Longtemps resté en retrait dans la hiérarchie des gardiens, Mandrea a poursuivi son travail sans se laisser enfermer par les discours. Il a reconnu les réserves exprimées par le sélectionneur Vladimir Petkovic, notamment sur le fait de convoquer un portier évoluant en troisième division, mais sans jamais s’en offusquer. « Je parle régulièrement avec mes entraîneurs des gardiens par téléphone. Je sais qu’ils me suivaient, malgré ce que le coach disait. Je n’ai aucun problème avec ça. J’ai énormément travaillé pour lui prouver que j’avais toujours le niveau. J’ai été patient », a-t-il expliqué. Sa convocation de dernière minute a ainsi pris la forme d’une reconnaissance personnelle : « Quand j’ai appris que j’étais sélectionné, ça a été une sorte de récompense pour tous mes efforts ». Aligné face à la Guinée équatoriale lors de la phase de groupes, il a cherché à répondre par le jeu et l’attitude, convaincu que chaque minute compte dans une trajectoire aussi exigeante.

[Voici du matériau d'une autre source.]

PR #1282, opened 2021-03-14
Write locations in "Driver not found in any of the locations"

SimonCropp:
To help debug when something goes wrong.

### DIFF
--- a/src/PlaywrightSharp/Transport/Connection.cs
+++ b/src/PlaywrightSharp/Transport/Connection.cs
@@ -258,20 +258,23 @@ namespace PlaywrightSharp.Transport
             }
 
             string executableFile = GetPath(driversPath);
-            if (!File.Exists(executableFile))
+            if (File.Exists(executableFile))
             {
-                // fallback to the bin path
-                executableFile = Path.Combine(
-                    driversPath,
-                    RuntimeInformation.IsOSPlatform(OSPlatform.OSX) || RuntimeInformation.IsOSPlatform(OSPlatform.Linux) ? "playwright.sh" : "playwright.cmd");
-
-                if (!File.Exists(executableFile))
-                {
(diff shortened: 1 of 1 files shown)


SimonCropp:
note that we had this today. the reason was we were pulling in `<PackageReference Include="Verify.Playwright" Version="0.11.0" />` but not an explicit  `<PackageReference Include="PlaywrightSharp" Version="0.192.0" />`. so the `.playwright` directory wasnt created. adding the explicit PlaywrightSharp ref fixed it. this wasnt required in v 0.180. not sure if it a bug or a qwerk of nuget. but just a heads up

SimonCropp:
guessing it has something to do with no `PlaywrightSharp.props` in 192

kblok:
I'm good with this change. Regarding your comment about the `.playwright`.  That's a known limitation. The output project needs to reference Playwright in order to get the `.playwright`folder.
I'm open to seeing a PR improving that.

kblok (approved):

src/PlaywrightSharp/Transport/Connection.cs
```diff
@@ -258,20 +258,23 @@ private static string GetExecutablePath()
...
+                driversPath,
+                RuntimeInformation.IsOSPlatform(OSPlatform.OSX) || RuntimeInformation.IsOSPlatform(OSPlatform.Linux) ? "playwright.sh" : "playwright.cmd");
+
+            if (File.Exists(fallbackBinPath))
+            {
+                return fallbackBinPath;
             }
 
-            return executableFile;
+            throw new PlaywrightSharpException($@"Driver not found in any of the locations. Tried:
```
avodovnik, line 275: I'm personally not a huge fan of having exceptions be in multiple lines.

avodovnik (approved):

La perspective du Mondial reste désormais dans son viseur, sans pour autant éclipser les priorités immédiates. Mandrea a insisté sur la nécessité de réussir d’abord son pari collectif avec Caen, avant toute projection internationale. « Le premier grand défi, c’est la montée. On essaie de ramener le club là où il doit être. D’un point de vue personnel, le deuxième objectif sera la qualification pour la Coupe du monde, mais ce sera après la saison », a-t-il précisé. Concernant le rassemblement de mars, il se montre réaliste mais volontaire : « J’espère, on verra en mars. Je ferai tout ce qu’il faut, en tout cas ». Et de conclure, sans détour : « Oui, c’est l’objectif ultime. Tous les joueurs rêvent de jouer une Coupe du monde. Si j’ai cette chance, je la saisirai. On verra en mars, puis en juin ». Dans un contexte marqué par des changements récents au poste de gardien en sélection, Mandrea avance sans bruit, mais avec une conviction intacte : celle que le travail finit toujours par rouvrir des portes que l’on croyait fermées.